DATA SECTION:
^^^^

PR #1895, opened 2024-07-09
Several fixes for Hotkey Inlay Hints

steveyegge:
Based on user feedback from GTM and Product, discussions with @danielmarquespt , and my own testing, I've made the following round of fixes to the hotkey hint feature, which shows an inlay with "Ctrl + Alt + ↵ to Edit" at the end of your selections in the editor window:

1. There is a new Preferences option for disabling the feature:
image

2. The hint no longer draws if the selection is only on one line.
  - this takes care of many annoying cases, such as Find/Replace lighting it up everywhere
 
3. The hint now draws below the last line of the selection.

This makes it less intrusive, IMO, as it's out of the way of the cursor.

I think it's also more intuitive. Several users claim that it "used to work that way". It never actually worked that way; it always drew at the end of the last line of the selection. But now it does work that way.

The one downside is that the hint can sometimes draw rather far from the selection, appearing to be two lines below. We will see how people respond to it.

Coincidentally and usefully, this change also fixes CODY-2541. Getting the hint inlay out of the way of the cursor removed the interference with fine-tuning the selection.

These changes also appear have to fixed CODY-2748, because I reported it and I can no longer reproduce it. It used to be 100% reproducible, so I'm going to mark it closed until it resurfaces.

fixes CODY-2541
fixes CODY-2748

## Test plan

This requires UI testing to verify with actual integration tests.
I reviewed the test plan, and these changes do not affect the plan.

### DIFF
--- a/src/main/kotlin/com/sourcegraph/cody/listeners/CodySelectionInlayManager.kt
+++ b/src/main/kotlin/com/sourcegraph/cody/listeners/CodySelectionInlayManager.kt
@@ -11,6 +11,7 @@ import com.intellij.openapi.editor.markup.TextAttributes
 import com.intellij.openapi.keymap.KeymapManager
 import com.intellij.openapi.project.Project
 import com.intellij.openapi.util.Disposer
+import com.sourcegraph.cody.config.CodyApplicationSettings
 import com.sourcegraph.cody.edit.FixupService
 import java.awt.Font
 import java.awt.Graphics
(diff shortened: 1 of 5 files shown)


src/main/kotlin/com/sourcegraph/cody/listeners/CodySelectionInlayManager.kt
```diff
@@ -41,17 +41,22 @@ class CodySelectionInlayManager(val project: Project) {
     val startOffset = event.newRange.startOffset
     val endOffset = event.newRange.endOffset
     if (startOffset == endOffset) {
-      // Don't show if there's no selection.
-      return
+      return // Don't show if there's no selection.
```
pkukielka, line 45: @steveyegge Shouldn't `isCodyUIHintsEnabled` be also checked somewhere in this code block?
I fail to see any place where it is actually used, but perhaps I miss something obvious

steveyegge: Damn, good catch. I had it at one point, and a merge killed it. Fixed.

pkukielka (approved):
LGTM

^^^^

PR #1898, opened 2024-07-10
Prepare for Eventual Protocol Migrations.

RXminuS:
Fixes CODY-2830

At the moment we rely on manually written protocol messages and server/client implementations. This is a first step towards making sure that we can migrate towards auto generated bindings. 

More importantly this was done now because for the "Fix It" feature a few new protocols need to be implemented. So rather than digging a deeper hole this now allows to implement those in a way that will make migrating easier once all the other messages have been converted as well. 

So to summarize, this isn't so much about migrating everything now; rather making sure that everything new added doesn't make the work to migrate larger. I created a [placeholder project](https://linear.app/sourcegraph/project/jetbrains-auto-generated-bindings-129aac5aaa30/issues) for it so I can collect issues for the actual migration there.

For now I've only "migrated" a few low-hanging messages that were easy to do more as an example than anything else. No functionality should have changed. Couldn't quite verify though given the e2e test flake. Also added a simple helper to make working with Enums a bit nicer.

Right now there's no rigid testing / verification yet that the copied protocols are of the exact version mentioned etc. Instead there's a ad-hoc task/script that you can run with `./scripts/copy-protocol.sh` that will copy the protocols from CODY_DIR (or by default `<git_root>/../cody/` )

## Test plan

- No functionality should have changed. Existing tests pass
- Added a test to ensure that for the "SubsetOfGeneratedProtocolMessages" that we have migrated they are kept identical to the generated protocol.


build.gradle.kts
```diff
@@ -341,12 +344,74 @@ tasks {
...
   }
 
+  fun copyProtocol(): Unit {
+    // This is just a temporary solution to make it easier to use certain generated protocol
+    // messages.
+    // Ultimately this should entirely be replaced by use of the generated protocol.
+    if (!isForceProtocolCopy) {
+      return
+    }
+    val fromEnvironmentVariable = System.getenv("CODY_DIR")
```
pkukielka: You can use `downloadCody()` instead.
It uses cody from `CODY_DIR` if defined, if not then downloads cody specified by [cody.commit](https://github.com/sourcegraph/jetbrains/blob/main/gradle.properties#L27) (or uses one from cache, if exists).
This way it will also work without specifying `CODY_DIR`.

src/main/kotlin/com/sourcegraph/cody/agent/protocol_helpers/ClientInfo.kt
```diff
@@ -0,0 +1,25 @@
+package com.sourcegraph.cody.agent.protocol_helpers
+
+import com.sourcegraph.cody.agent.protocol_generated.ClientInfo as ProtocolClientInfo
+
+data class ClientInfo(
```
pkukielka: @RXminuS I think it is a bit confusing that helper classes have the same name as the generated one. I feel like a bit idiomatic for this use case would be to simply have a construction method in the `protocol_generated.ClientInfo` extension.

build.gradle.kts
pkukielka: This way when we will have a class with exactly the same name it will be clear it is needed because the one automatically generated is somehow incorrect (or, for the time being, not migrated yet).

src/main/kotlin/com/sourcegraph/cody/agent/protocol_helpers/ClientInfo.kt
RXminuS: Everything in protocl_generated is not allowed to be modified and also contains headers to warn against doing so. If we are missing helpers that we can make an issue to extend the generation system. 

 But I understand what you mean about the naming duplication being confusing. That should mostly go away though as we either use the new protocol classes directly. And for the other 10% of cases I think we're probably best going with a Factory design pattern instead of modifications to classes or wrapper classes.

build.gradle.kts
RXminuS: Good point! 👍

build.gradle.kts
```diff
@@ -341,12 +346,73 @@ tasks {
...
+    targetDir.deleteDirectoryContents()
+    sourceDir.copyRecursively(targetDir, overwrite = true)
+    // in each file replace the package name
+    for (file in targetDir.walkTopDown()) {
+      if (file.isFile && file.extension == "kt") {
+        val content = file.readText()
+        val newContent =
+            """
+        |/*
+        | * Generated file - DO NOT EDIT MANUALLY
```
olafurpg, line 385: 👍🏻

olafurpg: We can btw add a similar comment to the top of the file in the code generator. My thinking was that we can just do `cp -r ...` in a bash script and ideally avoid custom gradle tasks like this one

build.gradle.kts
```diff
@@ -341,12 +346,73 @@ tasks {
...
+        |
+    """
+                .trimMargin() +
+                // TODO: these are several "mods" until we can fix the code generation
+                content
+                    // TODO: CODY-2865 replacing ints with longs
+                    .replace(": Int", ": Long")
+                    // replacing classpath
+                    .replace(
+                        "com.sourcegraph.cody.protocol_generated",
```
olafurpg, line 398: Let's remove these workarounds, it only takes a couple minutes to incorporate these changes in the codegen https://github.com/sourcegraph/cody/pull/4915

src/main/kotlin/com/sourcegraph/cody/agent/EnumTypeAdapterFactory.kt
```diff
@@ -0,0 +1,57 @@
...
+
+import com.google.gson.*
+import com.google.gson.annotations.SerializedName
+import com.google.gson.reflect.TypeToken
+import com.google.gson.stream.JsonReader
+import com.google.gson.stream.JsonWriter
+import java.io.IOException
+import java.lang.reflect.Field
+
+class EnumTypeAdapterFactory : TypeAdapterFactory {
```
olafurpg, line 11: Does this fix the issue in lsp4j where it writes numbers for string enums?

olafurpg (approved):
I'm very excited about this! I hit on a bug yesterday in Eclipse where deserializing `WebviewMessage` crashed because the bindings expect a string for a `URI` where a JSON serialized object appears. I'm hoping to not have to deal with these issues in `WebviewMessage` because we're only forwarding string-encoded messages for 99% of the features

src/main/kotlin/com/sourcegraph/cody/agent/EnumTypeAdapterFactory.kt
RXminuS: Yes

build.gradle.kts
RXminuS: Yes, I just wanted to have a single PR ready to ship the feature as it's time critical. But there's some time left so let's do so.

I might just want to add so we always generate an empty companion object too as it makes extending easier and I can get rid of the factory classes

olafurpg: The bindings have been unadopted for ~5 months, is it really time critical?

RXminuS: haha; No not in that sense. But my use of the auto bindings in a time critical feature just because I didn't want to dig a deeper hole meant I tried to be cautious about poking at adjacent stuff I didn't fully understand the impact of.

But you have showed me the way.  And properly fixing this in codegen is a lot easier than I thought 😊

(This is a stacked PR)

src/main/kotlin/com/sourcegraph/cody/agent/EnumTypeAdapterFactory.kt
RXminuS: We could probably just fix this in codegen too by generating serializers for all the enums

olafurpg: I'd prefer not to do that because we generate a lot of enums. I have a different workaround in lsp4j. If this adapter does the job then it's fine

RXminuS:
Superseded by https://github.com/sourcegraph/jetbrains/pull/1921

^^^^

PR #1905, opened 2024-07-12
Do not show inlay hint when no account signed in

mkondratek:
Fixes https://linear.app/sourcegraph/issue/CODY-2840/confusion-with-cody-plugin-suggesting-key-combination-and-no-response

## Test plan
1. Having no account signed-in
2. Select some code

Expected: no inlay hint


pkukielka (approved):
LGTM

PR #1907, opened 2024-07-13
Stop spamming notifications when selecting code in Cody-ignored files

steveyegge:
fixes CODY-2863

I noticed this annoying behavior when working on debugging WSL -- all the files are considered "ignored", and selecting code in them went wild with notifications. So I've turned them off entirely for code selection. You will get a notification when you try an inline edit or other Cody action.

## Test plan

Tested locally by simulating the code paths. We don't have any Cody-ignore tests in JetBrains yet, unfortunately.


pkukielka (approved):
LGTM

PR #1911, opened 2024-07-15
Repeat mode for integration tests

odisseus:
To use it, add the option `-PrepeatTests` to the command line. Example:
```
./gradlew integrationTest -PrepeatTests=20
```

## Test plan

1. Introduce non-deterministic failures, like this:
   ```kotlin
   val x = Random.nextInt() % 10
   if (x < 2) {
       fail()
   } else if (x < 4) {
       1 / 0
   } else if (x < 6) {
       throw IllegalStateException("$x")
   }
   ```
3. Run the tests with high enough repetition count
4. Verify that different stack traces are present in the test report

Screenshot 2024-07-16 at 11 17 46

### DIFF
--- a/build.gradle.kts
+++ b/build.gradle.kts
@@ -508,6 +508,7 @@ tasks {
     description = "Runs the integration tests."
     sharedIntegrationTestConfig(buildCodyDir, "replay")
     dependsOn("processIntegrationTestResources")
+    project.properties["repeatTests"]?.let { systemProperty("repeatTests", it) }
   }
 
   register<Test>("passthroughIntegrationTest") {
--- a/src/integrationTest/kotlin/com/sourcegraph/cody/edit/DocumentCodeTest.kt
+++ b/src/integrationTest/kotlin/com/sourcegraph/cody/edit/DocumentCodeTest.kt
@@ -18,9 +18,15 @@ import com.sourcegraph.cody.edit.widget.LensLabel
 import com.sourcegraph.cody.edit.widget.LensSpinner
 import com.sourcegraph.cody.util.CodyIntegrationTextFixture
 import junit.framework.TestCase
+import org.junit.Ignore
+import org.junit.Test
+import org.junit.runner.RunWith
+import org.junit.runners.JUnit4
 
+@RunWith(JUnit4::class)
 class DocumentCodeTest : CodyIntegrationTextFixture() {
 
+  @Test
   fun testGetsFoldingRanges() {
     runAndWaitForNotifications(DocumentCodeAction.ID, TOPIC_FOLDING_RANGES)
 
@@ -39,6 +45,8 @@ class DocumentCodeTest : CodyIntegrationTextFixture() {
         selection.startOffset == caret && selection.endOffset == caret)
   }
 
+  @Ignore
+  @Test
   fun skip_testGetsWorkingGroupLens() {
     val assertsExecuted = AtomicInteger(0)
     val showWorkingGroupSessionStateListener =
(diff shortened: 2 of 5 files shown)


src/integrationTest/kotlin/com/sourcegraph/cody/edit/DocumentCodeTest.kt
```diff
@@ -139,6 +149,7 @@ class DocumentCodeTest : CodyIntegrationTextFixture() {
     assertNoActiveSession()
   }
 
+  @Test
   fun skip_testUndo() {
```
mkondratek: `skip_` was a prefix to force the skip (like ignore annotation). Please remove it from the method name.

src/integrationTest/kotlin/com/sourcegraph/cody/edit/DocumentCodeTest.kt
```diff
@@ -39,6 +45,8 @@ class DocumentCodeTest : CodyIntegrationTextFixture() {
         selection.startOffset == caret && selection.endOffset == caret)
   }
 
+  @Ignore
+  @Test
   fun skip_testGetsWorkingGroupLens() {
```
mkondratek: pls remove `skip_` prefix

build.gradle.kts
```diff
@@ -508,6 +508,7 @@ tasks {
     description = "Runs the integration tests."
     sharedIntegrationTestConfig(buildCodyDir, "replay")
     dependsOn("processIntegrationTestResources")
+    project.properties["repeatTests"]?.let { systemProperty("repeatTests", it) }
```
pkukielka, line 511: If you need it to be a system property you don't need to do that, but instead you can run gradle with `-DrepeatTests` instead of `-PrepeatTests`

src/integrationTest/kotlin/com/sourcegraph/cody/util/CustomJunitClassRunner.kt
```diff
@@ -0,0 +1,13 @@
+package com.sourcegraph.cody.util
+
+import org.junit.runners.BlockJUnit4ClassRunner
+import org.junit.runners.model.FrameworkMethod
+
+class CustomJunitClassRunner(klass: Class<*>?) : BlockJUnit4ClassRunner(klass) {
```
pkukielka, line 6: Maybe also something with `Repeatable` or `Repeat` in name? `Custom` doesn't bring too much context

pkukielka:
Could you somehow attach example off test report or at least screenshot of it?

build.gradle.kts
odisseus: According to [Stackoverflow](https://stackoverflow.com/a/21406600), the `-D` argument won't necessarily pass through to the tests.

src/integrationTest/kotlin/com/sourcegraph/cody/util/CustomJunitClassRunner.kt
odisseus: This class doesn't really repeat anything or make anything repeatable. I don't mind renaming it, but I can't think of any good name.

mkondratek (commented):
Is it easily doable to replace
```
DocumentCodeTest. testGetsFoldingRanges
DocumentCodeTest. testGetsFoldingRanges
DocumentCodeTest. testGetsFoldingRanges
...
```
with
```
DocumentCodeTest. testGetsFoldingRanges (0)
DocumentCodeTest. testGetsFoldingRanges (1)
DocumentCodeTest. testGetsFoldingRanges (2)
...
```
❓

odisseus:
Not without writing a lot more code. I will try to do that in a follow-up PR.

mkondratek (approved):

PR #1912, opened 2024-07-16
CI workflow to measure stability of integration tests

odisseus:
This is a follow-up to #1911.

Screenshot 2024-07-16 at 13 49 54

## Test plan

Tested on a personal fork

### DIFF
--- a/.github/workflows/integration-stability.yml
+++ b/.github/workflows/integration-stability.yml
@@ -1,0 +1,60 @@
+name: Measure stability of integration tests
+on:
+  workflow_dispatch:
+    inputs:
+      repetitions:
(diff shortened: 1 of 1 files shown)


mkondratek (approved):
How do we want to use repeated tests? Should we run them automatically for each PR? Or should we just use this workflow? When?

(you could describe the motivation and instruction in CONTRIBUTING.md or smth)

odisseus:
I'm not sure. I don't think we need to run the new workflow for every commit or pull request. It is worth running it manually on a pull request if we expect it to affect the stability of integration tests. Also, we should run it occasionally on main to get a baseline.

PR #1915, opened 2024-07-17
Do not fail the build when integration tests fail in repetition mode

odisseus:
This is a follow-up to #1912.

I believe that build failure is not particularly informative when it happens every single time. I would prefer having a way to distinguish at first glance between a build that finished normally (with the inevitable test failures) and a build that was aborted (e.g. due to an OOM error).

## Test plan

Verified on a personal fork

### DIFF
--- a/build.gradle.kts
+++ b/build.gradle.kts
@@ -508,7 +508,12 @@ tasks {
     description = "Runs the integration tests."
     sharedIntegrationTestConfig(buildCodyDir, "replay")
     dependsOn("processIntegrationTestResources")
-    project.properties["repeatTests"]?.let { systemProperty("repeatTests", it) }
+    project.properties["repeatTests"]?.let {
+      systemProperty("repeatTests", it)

^^^^

EXERCISE: Would you copy, unchanged, the stretch of the records above that begins at the line containing "(This is a stacked PR)" and ends at the line containing "Superseded by https://github.com/sourcegraph/jetbrains/pull/1921", and only that?

EXERCISE RESPONSE:
(This is a stacked PR)

src/main/kotlin/com/sourcegraph/cody/agent/EnumTypeAdapterFactory.kt
RXminuS: We could probably just fix this in codegen too by generating serializers for all the enums

olafurpg: I'd prefer not to do that because we generate a lot of enums. I have a different workaround in lsp4j. If this adapter does the job then it's fine

RXminuS:
Superseded by https://github.com/sourcegraph/jetbrains/pull/1921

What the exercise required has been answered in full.